**WHAT THE EXERCISE ASKS:**
Up to and including the line with "## Acceptance / ground rules", copy the records below exactly from their first line.

**GIVEN RECORDS:**
──────

Issue #4932, opened 2026-07-27
Expand golden signing-vector coverage: TCY, SEI, EVM chainId matrix, Dash/Zcash, missing Cosmos chains, Bittensor/QBTC


realpaaao:
## Summary

A 2026-07-27 sweep of the golden signing-vector corpus (23 files, ~59 cases, mirrored across vultisig-ios, vultisig-android, and the TS core in vultisig-sdk) found that the two cross-platform keysign failures reported this month — vultisig/vultisig-windows#4464 (THORChain **TCY → RUNE**, Android↔extension) and vultisig/vultisig-windows#4369 (**SEI**, mobile↔extension/desktop) — both involve transaction shapes with **zero vector coverage**. This issue tracks expanding this repo's corpus; each implementation repo carries the same additions so the three corpora stay identical.

## Proposed new vectors (priority order)

1. **THORChain TCY** — TCY send + TCY → RUNE intra-chain swap (`MsgDeposit` + swap memo). Regression for vultisig/vultisig-windows#4464. `thorchainswap.json` currently only covers cross-chain L1 swaps; no non-RUNE-denom deposit case exists.
2. **SEI** — native send + ERC20 send (chainId 1329). Regression for vultisig/vultisig-windows#4369.
3. **EVM chainId matrix** — one native-send vector per currently uncovered EVM chain: Avalanche, Optimism, Base, Blast, CronosChain, Zksync, Mantle, Hyperliquid. Only 4 of ~13 EVM chains have a vector today; chainId is part of the signed pre-image, and SEI shows per-chain divergence is real.
4. **UTXO: Dash + Zcash** — no vectors today. Zcash especially: it's hand-rolled on Android (SwapKit signer), and hand-rolled paths are where implementations diverge most.
5. **Cosmos: Osmosis, Dydx, Noble, Akash** — supported chains with no vectors; add sends + one IBC transfer.
6. **Bittensor + QBTC** — hand-rolled in the TS core (`getPreSigningHashes`), no shared vectors.
7. **THORChain limit-order Place flow** — shipped 2026-07-15 (vultisig-ios#4319), currently unpinned.

## Acceptance / ground rules

- New `expected_image_hash` values must be generated by running **at least two of the three real signers** (Kotlin / Swift / TS) on the payload and asserting agreement — never authored by hand or captured from a single implementation. A vector seeded from one signer just fossilizes that signer's bugs.
[...]

PR #4996, opened 2026-07-30
fix(tests): un-skip the ChainHelper golden signing-vector suite

### LINKED ISSUE #4931: ChainHelperTests golden suite passes vacuously since #4319 — filename guard skips all 23 TestData fixtures (zero signing-conformance coverage)
## Summary

`ChainHelperTests.testChainHelpers` has been passing **vacuously since 2026-07-15**: a filename guard added in #4319 skips every fixture in `VultisigAppTests/TestData/`, so the signing-conformance suite currently decodes and runs **zero** test cases. iOS presently has no golden-vector coverage of pre-image hashes.

## The bug

`VultisigApp/VultisigAppTests/Chains/ChainHelperTests.swift`:

```swift
// Skip files that aren't ChainHelper fixtures — other suites
// may bundle their own JSON (e.g. Fixtures/LimitSwapMemos.json)
// that flatten to the same resourcePath at test time. Match by
// filename prefix and fail fast if a *named* ChainHelper file
// doesn't decode (so genuine schema regressions still surface).
let isChainHelperFixture = jsonFile.lastPathComponent.hasPrefix("ChainHelper")
guard isChainHelperFixture else { continue }
```

The guard's intent (skip other suites' bundled JSON) is fine, but **no file in the repo matches the prefix**: the 23 fixtures are named `thorchain.json`, `evm.json`, `utxo.json`, etc. Verified against the full repo tree — the only path containing "ChainHelper" is the test file itself. Every iteration hits `continue`; the loop body never executes; the test goes green.

Introduced in commit `9076a4dc` (#4319, merged 2026-07-15).

## Evidence it's been dead since then

- `TestData/mayaswap.json` is **malformed JSON** (trailing comma before the closing `]`). A strict `JSONDecoder` rejects it — if the runner were decoding fixtures, the suite would be red today.
- The iOS fixture set has silently fallen behind the equivalent corpora in vultisig-android (`app/src/androidTest/assets/`) and the TS core (`vultisig-sdk` `packages/core/mpc/keysign/tests/fixtures/mobile/`): missing `cosmos.json` cases "SignAmino - ATOM transaction with multiple messages" / "SignDirect - ATOM transaction (multi-send)", `solana.json` "Send Solana USDC", and `thorchain.json` "SignDirect - THORChain Secure asset: LTC transaction".

## Why it matters

These vectors are the per-repo mechanism that pins iOS's pre-image hashes for keysign. With the runner dead, a change that moves a hash on iOS merges green and only surfaces as a field failure — a cross-platform keysign that 404s waiting for the setup message, because the joiner polls a `message_id` (hash of the locally rebuilt payload) the initiator never uploaded. See vultisig/vultisig-windows#4464 for a live example of that failure class this week.

## Suggested fix

1. Replace the prefix allow-list with the inverse — a skip-list of the known non-fixture JSONs (or point the runner at the `TestData` directory explicitly instead of the flattened bundle root), so all 23 fixtures load again and `XCTFail` fires on any that don't decode.
2. Fix the trailing comma in `mayaswap.json`.
3. Backfill the 4 cases listed above so the iOS corpus matches Android and the TS core again.
4. Sanity check: after the fix, the suite should report a non-trivial executed-case count (Android/TS run ~59 cases over 23 files) — consider asserting a minimum case count so an empty run can never pass again.

gastonm5:
## Description

`ChainHelperTests.testChainHelpers` — the golden signing-vector conformance suite — has been passing **vacuously since 2026-07-15**. It walked the flattened test-bundle resource root and then did:

```swift
let isChainHelperFixture = jsonFile.lastPathComponent.hasPrefix("ChainHelper")
guard isChainHelperFixture else { continue }
```

No fixture is named that way — they are `thorchain.json`, `evm.json`, `utxo.json`, … — so every iteration hit `continue`, the loop body never executed, and the test went green having decoded **zero** cases. Baseline on `main`: `testChainHelpers` **passed in 0.005 s**.

Fixes #4931. Unblocks #4932.

### What changed

1. **`TestData/` is now bundled as a folder reference** (`project.yml`), so the corpus keeps its own directory inside the test bundle instead of flattening into the resource root next to `LimitSwapMemos.json` and `SigningGoldenVectors.json`. The filename heuristic existed *because* of that flat namespace; fixing the namespace removes the need to guess which JSON belongs to which suite. Same pattern already used for `Swap/SwapKit/__fixtures__` and `CosmosStakingFixtures`.
2. **Explicit registration replaces the wildcard walk.** A `ChainHelperFixture` enum names all 23 fixtures, and `testAllRegisteredFixturesExecute` runs every case in the registry in one test — so coverage does not depend on anyone remembering to add a per-fixture method.
3. **Per-fixture test methods for attribution.** Each fixture also gets its own `test…Fixture()`, so a failure names the fixture it came from, and a vector that genuinely needs quarantining can carry its own annotated `XCTSkip` instead of a blanket one. Cases therefore run twice; the whole class takes ~0.1 s.
4. **`testEveryBundledFixtureIsRegistered`** pins the bundled `TestData/*.json` set against the registry *in both directions*, and checks each fixture still has its attributing method. A fixture can no longer stop being executed without something turning red — that is the actual bug class here, not the one bad predicate.
5. **Each fixture pins how many vectors it must hold**, and the aggregate test asserts the corpus total (23 fixtures / 67 vectors). Filenames alone only prove a file still exists, not that it still asserts anything — a fixture emptied down to one vector would otherwise stay green. Adding or removing a vector is a deliberate act, so it now needs a deliberate edit, and the failure message names which fixture changed size and by how much. (#4932 will bump these when it adds vectors; that friction is the point.)
6. **`mayaswap.json` trailing comma fixed.** That file has been invalid JSON since it landed; `JSONDecoder` rejects it outright. It is the standalone proof the runner was inert rather than merely quiet — a live runner would have been red every day since.
7. Each case in a fixture now runs even if an earlier one throws, so one broken vector cannot hide the state of the rest of its file.

### Executed-test count (the evidence)

| | Whole `VultisigAppTests` suite | `ChainHelperTests` | Golden cases actually asserted |
|---|---|---|---|
| Before (`main` @ `a36c03509`) | 4351 executed, 0 failures | 1 (`testChainHelpers`, 0.005 s) | **0** |
| After | 4375 executed, 0 failures | 25 | **67** |

### Proof the suite is not vacuous again

Restoring coverage is easy to *claim* and easy to get wrong, so it was verified by perturbation rather than by trusting the green result:

- Every `expected_image_hash` in all 23 fixtures was flipped in its first hex character, and the suite re-run.
- Result: `Executed 25 tests, with 134 failures` — **134 = 67 × 2**, i.e. every corpus case failed once under its own per-fixture test and once under the aggregate coverage test. 67 distinct case names appeared in the failure messages, exactly matching the corpus.
- The aggregate `testAllRegisteredFixturesExecute` was among the failures, confirming it really is carrying the coverage rather than merely existing.
- The fixtures were then restored (`git checkout`) and the suite is green again.

So every one of the 67 cases genuinely executes and genuinely compares its computed pre-image hash against the committed vector. The perturbation was a local verification step only — no perturbed data is in this branch.

## Per-fixture triage

All 23 fixtures / 67 cases **pass** against the current Swift signers. No fixture needed quarantining; **there are no skips in this PR**.

| Fixture | Cases | Result | Verdict |
|---|---|---|---|
| `arb.json` | 1 | pass | — |
| `bsc.json` | 2 | pass | — |
| `cardano.json` | 2 | pass | — |
| `cosmos.json` | 4 | pass | — |
| `cosmos-sdk-sign-amino.json` | 2 | pass | — |
| `cosmos-sdk-sign-direct.json` | 2 | pass | — |
| `dot.json` | 1 | pass | — |
| `evm.json` | 2 | pass | — |
| `kujira.json` | 3 | pass | — |
| `lifiswap.json` | 2 | pass | — |
| `maya.json` | 3 | pass | — |
| `mayaswap.json` | 2 | pass, after the JSON-syntax repair | file was **undecodable**, not wrong — no hash touched |
| `pol.json` | 1 | pass | — |
| `solana.json` | 4 | pass | — |
| `solana-sign-data.json` | 1 | pass | — |
| `sui.json` | 1 | pass | — |
| `terra.json` | 5 | pass | — |
| `thorchain.json` | 9 | pass | — |
| `thorchainswap.json` | 5 | pass | — |
| `ton.json` | 3 | pass | — |
| `tron.json` | 4 | pass | — |
| `utxo.json` | 5 | pass | — |
| `xrp.json` | 3 | pass | — |

**No signing regression was found.** Every committed pre-image hash still matches what the current Swift signers produce. Given that this corpus has had no pressure keeping it correct since 2026-07-15 and `main` has moved a long way, that is a genuinely good outcome and not a foregone one — and it is worth stating plainly, because a red vector here would have been the same failure class as vultisig/vultisig-windows#4464 (joiner polls a `message_id` derived from a locally rebuilt payload the initiator never uploaded).

## What this PR does NOT verify

- **Only the Swift signer was run.** A green vector proves iOS is self-consistent with the committed hash; it does **not** prove the hash itself is right. If a vector had originally been captured from a buggy signer, iOS agreeing with it would look identical to iOS being correct. Cross-signer corroboration (Kotlin / TS) is out of reach from this repo.
- Consequently **no `expected_image_hash` was added, changed, or re-baselined here** — #4932's ground rule (a hash must be corroborated by at least two of the three real signers) cannot be satisfied from inside vultisig-ios. The only fixture edit in this branch is `mayaswap.json`'s trailing comma; `git diff a36c03509..HEAD -- VultisigApp/VultisigAppTests/TestData/` shows no changed hash string.
- **The 4 cases iOS is missing versus Android and the TS core are deliberately not backfilled** (issue suggestion 3): `cosmos.json` "SignAmino - ATOM transaction with multiple messages" and "SignDirect - ATOM transaction (multi-send)", `solana.json` "Send Solana USDC", `thorchain.json` "SignDirect - THORChain Secure asset: LTC transaction". Each needs a new hash, so they belong to #4932 with two-signer corroboration.
- Chains still unpinned by this corpus are unchanged by this PR — everything listed in #4932: TCY, SEI, the wider EVM chainId matrix, Dash/Zcash, Osmosis/Dydx/Noble/Akash, Bittensor, QBTC, and the THORChain limit-order Place flow.

## Which feature is affected?
- [ ] Sending
- [ ] Swap

Test-only change. No production code and no app behaviour is modified — the diff is one test file, one XcodeGen resource declaration, and one JSON syntax repair.

## Parity

Test-infrastructure fix, not a signing change. The skipped-corpus bug is specific to the iOS runner's filename guard; Android and the TS core carry the same fixture corpus but no equivalent guard.

- Android: n/a — the iOS-only filename guard does not exist there (corpus *expansion* is tracked separately in vultisig/vultisig-android#5421, the sibling of #4932 rather than of this fix)
- Windows + extension: n/a — same, no equivalent guard
- SDK: n/a — same

## Checklist

## Additional context

Gate: clean build (DerivedData removed first, so the resource-copy change is exercised the way CI would) + full `make test` on a dedicated simulator → `** TEST SUCCEEDED **`, `Executed 4375 tests, with 1 test skipped and 0 failures`. SwiftLint clean on the changed file.

The corpus guards are the part worth reviewing hardest. The original bug was not "someone wrote a wrong predicate"; it was "a wildcard walk can quietly match nothing and nothing notices". Two cross-model review rounds each caught a second-order version of exactly that in earlier drafts of this fix:

1. the guard first compared only the *number* of test methods to the number of fixtures — satisfied by deleting one fixture's test and adding any unrelated one. Hence coverage now lives in a single test that iterates the registry, not in per-method bookkeeping;
2. the aggregate test then asserted only that it had run *more than zero* vectors — satisfied by deleting vectors out of a fixture down to the last one. Hence the pinned per-fixture counts.

Both are the same shape as the original bug, one level up, which is a decent argument for reviewing this file adversarially rather than by reading it.

- **Agent**: Claude Code
- **Issue**: #4931
- **Confidence**: high for the runner fix and the executed-case evidence; the *correctness of the vectors themselves* is explicitly unverified — see "What this PR does NOT verify"
- **Needs human review for**: whether the un-skipped corpus should now be treated as authoritative, given that only the Swift signer has ever been run against it

## Summary by CodeRabbit

* **Bug Fixes**
  * Corrected the MayaSwap test fixture format so it loads successfully.

* **Tests**
  * Improved ChainHelper fixture coverage with explicit fixture registration and validation.
  * Added checks to ensure all bundled fixtures are registered and executed.
  * Enhanced test reporting so individual fixture failures do not stop remaining cases.

* **Chores**
  * Updated test resource packaging to preserve the TestData folder structure.

### DIFF
--- a/VultisigApp/VultisigAppTests/Chains/ChainHelperTests.swift
+++ b/VultisigApp/VultisigAppTests/Chains/ChainHelperTests.swift
@@ -24,17 +24,18 @@ struct ChainHelperTestCase: Codable {
 
 /// The golden signing-vector fixtures bundled under `TestData/`.
 ///
-/// Every fixture is named here and gets its own `test…` method rather than
-/// being discovered by a wildcard walk of the bundle. A wildcard walk is what
-/// let the entire corpus stop executing without anything turning red: the
-/// walk's "is this one of ours?" filter silently matched nothing, so the loop
-/// body never ran and the suite stayed green with zero conformance coverage.
+/// This list — not a wildcard walk of the bundle — is what the suite executes.
+/// A wildcard walk is what let the entire corpus stop running without anything
+/// turning red: the walk's "is this one of ours?" filter silently matched
+/// nothing, so the loop body never ran and the suite stayed green with zero
+/// conformance coverage.
 ///
-/// Explicit registration makes that failure mode impossible to reach silently:
-/// `testEveryBundledFixtureIsRegistered` pins this list against the JSON files
-/// actually present in the bundle and against the number of test methods on
-/// this class, so a fixture can neither be added without a test nor listed
-/// without one.
+/// Two tests keep that from happening again.
+/// `testAllRegisteredFixturesExecute` runs every case in this list in a single
+/// test, so coverage never depends on per-method bookkeeping, and
+/// `testEveryBundledFixtureIsRegistered` pins the list against the JSON files
+/// actually present in the bundle — in both directions — so a fixture can
+/// neither be added without being run nor listed without existing.
 enum ChainHelperFixture: String, CaseIterable {
     case arb
     case bsc
@@ -59,6 +60,18 @@ enum ChainHelperFixture: String, CaseIterable {
     case tron
     case utxo
     case xrp
+
+    /// The per-fixture test method that must exist so a failure is attributable
+    /// to one fixture instead of to the corpus as a whole. Derived from the
+    /// file name, so the guard checks the same name the method has to declare.
+    var testMethodName: String {
+        let camelCased = rawValue
+            .split(separator: "-")
+            .enumerated()
+            .map { $0.offset == 0 ? String($0.element) : $0.element.capitalized }
+            .joined()
+        return "test\(camelCased.prefix(1).uppercased())\(camelCased.dropFirst())Fixture"
+    }
 }
 
 final class ChainHelperTests: XCTestCase {
@@ -96,10 +109,27 @@ final class ChainHelperTests: XCTestCase {
     func testUtxoFixture() throws { try runFixture(.utxo) }
     func testXrpFixture() throws { try runFixture(.xrp) }
 
-    // MARK: - Corpus guard
+    // MARK: - Corpus guards
+
+    /// Authoritative coverage: executes every registered fixture in one test.
+    ///
+    /// The per-fixture methods above exist for attribution, but coverage must
+    /// not depend on someone remembering to add one — that bookkeeping is
+    /// exactly what failed before. This test runs the whole registered corpus
+    /// regardless of how many per-fixture methods survive, so the vectors
+    /// cannot go dark again. Cases therefore run twice; the corpus is small
+    /// enough that this costs a fraction of a second.
+    func testAllRegisteredFixturesExecute() throws {
+        var executedCases = 0
+        for fixture in ChainHelperFixture.allCases {
+            executedCases += try runFixture(fixture)
+        }
+        XCTAssertGreaterThan(executedCases, 0,
+                             "The golden corpus executed zero signing vectors — the suite is vacuous")
+    }
 
     /// Fails if the bundled corpus and the registered fixtures diverge in
-    /// either direction, so no fixture can silently stop being executed.
+    /// either direction, or if a fixture has lost its attributing test method.
     func testEveryBundledFixtureIsRegistered() throws {
         let bundle = Bundle(for: type(of: self))
         guard let urls = bundle.urls(forResourcesWithExtension: "json",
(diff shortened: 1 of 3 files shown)


johnnyluo (approved):
LGTM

──────

**WRITTEN SOLUTION:**
Issue #4932, opened 2026-07-27
Expand golden signing-vector coverage: TCY, SEI, EVM chainId matrix, Dash/Zcash, missing Cosmos chains, Bittensor/QBTC


realpaaao:
## Summary

A 2026-07-27 sweep of the golden signing-vector corpus (23 files, ~59 cases, mirrored across vultisig-ios, vultisig-android, and the TS core in vultisig-sdk) found that the two cross-platform keysign failures reported this month — vultisig/vultisig-windows#4464 (THORChain **TCY → RUNE**, Android↔extension) and vultisig/vultisig-windows#4369 (**SEI**, mobile↔extension/desktop) — both involve transaction shapes with **zero vector coverage**. This issue tracks expanding this repo's corpus; each implementation repo carries the same additions so the three corpora stay identical.

## Proposed new vectors (priority order)

1. **THORChain TCY** — TCY send + TCY → RUNE intra-chain swap (`MsgDeposit` + swap memo). Regression for vultisig/vultisig-windows#4464. `thorchainswap.json` currently only covers cross-chain L1 swaps; no non-RUNE-denom deposit case exists.
2. **SEI** — native send + ERC20 send (chainId 1329). Regression for vultisig/vultisig-windows#4369.
3. **EVM chainId matrix** — one native-send vector per currently uncovered EVM chain: Avalanche, Optimism, Base, Blast, CronosChain, Zksync, Mantle, Hyperliquid. Only 4 of ~13 EVM chains have a vector today; chainId is part of the signed pre-image, and SEI shows per-chain divergence is real.
4. **UTXO: Dash + Zcash** — no vectors today. Zcash especially: it's hand-rolled on Android (SwapKit signer), and hand-rolled paths are where implementations diverge most.
5. **Cosmos: Osmosis, Dydx, Noble, Akash** — supported chains with no vectors; add sends + one IBC transfer.
6. **Bittensor + QBTC** — hand-rolled in the TS core (`getPreSigningHashes`), no shared vectors.
7. **THORChain limit-order Place flow** — shipped 2026-07-15 (vultisig-ios#4319), currently unpinned.

## Acceptance / ground rules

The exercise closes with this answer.